László Földényi. Dostoïevski lit Hegel en Sibérie et fond en larmes
Extrait
La technique est le véritable vainqueur du XXe siècle. Le moyen “athée”, c’est-à-dire terrestre, est devenu une “fin divine”, une transcendance exclusive : elle a aliéné l’homme de lui-même. Elle l’a vaincu avec une telle ruse qu’elle lui a donné l’illusion de se croire vainqueur en dépit de sa condition d’esclave. Le prix en est qu’il a oublié l’essence cosmique de son propre être. Et le véritable enfer, l’enfer gris, c’est cet oubli et non l’hypertrophie démoniaque de la technique, laquelle n’est qu’une conséquence, le résultat de la blessure tragique de l’esprit humain.
Buñuel expliquait la disparition de la foi traditionnelle par les descriptions exagérées de l’Enfer.
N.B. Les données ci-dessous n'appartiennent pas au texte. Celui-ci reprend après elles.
PR #124, opened 2026-09-12
fix: give the builtin provider a PDF lane, and say why a PDF was declined

### LINKED ISSUE #82: PDF extraction failures across independent mirrors trace to PyMuPDF parsing path
## Description
During a large batch run, multiple PDF extraction failures occurred across distinct mirrors for the same documents. Four independent hosting mirrors produced byte-identical `pymupdf` extraction errors. 

Because identical failure signatures occurred across completely separate remote hosts, this behavior indicates a parsing defect or unhandled edge case within the local PyMuPDF extraction pipeline rather than upstream host blocking, rate-limiting, or transport gating. Resolving this parser failure would eliminate downstream manual remediation waves (e.g., 117 affected papers in a recent run).

## Environment Details
- **Repository:** `jordan-gibbs/hyperresearch`
- **Component:** Local PDF extraction / PyMuPDF pipeline
- **Engine:** PyMuPDF (`fitz`)

## Observed Behavior
- Multiple independent mirror endpoints for identical documents fail during extraction.
- The resulting error logs/stack traces from PyMuPDF are byte-identical across all four mirror sources.
- The pipeline treats these as general extraction/retrieval failures rather than handling the underlying parser exception.

## Expected Behavior
- PDFs retrieved from valid mirrors should be correctly parsed by the local extraction worker.
- If a document triggers a known PyMuPDF syntax/structural edge case (e.g., specific stream encodings, xref repair, or encrypted headers), the pipeline should either recover gracefully, attempt a fallback extractor, or log a deterministic parser error rather than failing the run.

## Steps to Reproduce
1. Ingest a target document URL configured with multiple fallback mirror sources.
2. Trigger the automated retrieval and extraction workflow.
3. Observe extraction failure on the primary mirror.
4. Observe the exact same PyMuPDF error reproduced on the remaining 3 mirrors.

## Suggested Next Steps / Investigation
- Inspect the specific `pymupdf` / `fitz` exception block in the document processing worker.
- Verify whether the issue stems from malformed PDF xref tables, stream decoding, or version incompatibilities with specific PyMuPDF builds.
- Consider implementing an extraction fallback or pre-flight validation step for files encountering this parsing state.

jordan-gibbs:
## What this changes

The PDF lane (`_is_pdf_url` / `_fetch_pdf`) moves out of the crawl4ai provider into `web/pdf.py`, and the builtin provider uses it too. When the lane declines a URL and the HTML fallback turns out to be junk, `hpr fetch -j` now reports the lane's reason (`PDF lane: HTTP 403`, `no extractable text layer`, ...) instead of only the generic junk verdict. The pymupdf handle is closed on the exception path.

Fixes #82

## Why

A vault on `provider = "builtin"` (the default until `hpr install` switches it) had no PDF handling at all. A direct `.pdf` link was decoded as HTML text and rejected as "Binary PDF garbage in content", the same message for every mirror of the same document, which is the shape reported in #82. An arXiv `/abs/` link saved the 871-word abstract page instead of the paper, which is what @earldodd found while gathering diagnostics.

The lane's failure reasons went to `logging` with no handler configured anywhere in the package, so the operator only ever saw the junk message. The reason now travels on the result's metadata to the CLI.

## How it was verified

- `pytest tests/`: 1233 passed, 1 skipped (the POSIX signal test on Windows).
- `ruff check src/ tests/`: clean.
- New `tests/test_web/test_builtin_pdf_lane.py` (5 tests, offline through a stubbed `safe_get`): direct `.pdf` URL extracted; arXiv `/abs/` fetches the `/pdf/` URL and never touches the abstract page; lane failure falls back to HTML with the reason attached; PDF detected from bytes behind a `download?id=` URL; CLI junk verdict names the lane reason. All five fail on main.
- `tests/test_web/test_pdf_diagnostics.py` retargeted at the shared module, plus tests for the reason registry, the handle-close on iteration failure, and the crawl4ai aliases.
- Live, fresh builtin vault: `hpr fetch https://arxiv.org/abs/2005.14165` saves 38,147 words with `raw_file` set; on main it saves 871 words of abstract.

---

**Scope check**

- [x] No edits to user-facing output strings, docstrings, or test fixtures unrelated to this fix (the junk message gains the `PDF lane:` suffix only when a lane reason exists)
- [x] No formatter or automated cleanup pass applied

https://claude.ai/code/session_01JyJz2SsnEZYWpyt55E7K3A


earldodd:
Thank you!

Or le véritable enfer n’est pas aussi pittoresque que dans les contes. Il paraît plutôt naturel, sobre, allant de soi. Comme le monde de Hegel que Dostoïevski a retrouvé à son retour de Sibérie. Le seul endroit où il pouvait aller. Dépourvu de toute magie. L’Enfer, c’est quand l’intégrité de l’Être, le Tout cosmique se réduit à un monde que la technique peut manipuler. Il n’a pas besoin de diables, de flammes qui s’élèvent dans les airs ni de lacs remplis de poix bouillante. L’oubli suffit, ainsi que l’illusion que la limite de l’homme n’est pas le divin, mais le palpable, que l’esprit ne se nourrit pas d’impossible, mais d’un possible suprêmement ennuyeux et rationnel.
László Földényi, Dostoïevski lit Hegel en Sibérie et fond en larmes, Actes Sud, 2008, p. 51-52.